● Problem requirements: Starting at the line that contains "fix: clone operator precedence", quote each line exactly through the last line of the entries, both included.

(Collected data entries)
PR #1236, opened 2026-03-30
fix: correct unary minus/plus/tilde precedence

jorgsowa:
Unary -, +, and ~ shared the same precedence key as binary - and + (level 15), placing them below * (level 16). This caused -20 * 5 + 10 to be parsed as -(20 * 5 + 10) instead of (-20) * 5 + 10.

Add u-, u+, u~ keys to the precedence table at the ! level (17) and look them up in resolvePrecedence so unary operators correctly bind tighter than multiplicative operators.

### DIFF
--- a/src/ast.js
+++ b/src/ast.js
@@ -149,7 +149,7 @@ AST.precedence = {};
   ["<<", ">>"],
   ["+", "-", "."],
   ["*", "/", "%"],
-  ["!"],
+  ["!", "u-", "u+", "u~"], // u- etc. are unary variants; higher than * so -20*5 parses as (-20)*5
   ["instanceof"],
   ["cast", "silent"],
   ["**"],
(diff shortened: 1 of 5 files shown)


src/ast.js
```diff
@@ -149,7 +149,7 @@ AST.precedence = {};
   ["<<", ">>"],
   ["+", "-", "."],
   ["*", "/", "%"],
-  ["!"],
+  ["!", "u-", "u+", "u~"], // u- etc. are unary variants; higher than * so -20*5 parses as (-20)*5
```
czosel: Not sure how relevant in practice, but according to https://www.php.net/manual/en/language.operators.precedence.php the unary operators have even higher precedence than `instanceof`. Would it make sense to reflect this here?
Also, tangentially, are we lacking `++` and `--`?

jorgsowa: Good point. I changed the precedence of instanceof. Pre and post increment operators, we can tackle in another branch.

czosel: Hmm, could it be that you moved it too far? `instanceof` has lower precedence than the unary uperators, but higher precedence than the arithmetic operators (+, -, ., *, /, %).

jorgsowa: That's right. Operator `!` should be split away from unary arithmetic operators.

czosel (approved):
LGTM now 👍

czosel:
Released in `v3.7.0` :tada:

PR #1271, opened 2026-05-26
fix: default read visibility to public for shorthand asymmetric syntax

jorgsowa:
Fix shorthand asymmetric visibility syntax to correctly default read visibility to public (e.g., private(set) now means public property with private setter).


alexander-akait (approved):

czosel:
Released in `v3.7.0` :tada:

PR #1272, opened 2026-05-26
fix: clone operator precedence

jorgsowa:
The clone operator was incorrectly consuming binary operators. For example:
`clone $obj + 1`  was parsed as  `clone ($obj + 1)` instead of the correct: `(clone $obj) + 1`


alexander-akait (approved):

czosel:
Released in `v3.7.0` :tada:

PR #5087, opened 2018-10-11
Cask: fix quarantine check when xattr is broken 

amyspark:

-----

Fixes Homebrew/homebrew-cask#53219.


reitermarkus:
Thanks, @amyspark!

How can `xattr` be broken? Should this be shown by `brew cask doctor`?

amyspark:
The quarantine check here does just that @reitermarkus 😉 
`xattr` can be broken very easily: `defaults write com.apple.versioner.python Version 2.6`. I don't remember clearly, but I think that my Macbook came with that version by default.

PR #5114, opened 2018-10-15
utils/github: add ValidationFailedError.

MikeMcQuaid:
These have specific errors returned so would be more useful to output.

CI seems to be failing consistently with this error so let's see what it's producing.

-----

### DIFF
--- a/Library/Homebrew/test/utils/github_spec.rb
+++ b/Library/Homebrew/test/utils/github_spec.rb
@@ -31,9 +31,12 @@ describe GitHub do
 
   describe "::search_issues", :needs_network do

● Exercise output:
fix: clone operator precedence

jorgsowa:
The clone operator was incorrectly consuming binary operators. For example:
`clone $obj + 1`  was parsed as  `clone ($obj + 1)` instead of the correct: `(clone $obj) + 1`


alexander-akait (approved):

czosel:
Released in `v3.7.0` :tada:

PR #5087, opened 2018-10-11
Cask: fix quarantine check when xattr is broken 

amyspark:

-----

Fixes Homebrew/homebrew-cask#53219.


reitermarkus:
Thanks, @amyspark!

How can `xattr` be broken? Should this be shown by `brew cask doctor`?

amyspark:
The quarantine check here does just that @reitermarkus 😉 
`xattr` can be broken very easily: `defaults write com.apple.versioner.python Version 2.6`. I don't remember clearly, but I think that my Macbook came with that version by default.

PR #5114, opened 2018-10-15
utils/github: add ValidationFailedError.

MikeMcQuaid:
These have specific errors returned so would be more useful to output.

CI seems to be failing consistently with this error so let's see what it's producing.

-----

### DIFF
--- a/Library/Homebrew/test/utils/github_spec.rb
+++ b/Library/Homebrew/test/utils/github_spec.rb
@@ -31,9 +31,12 @@ describe GitHub do
 
   describe "::search_issues", :needs_network do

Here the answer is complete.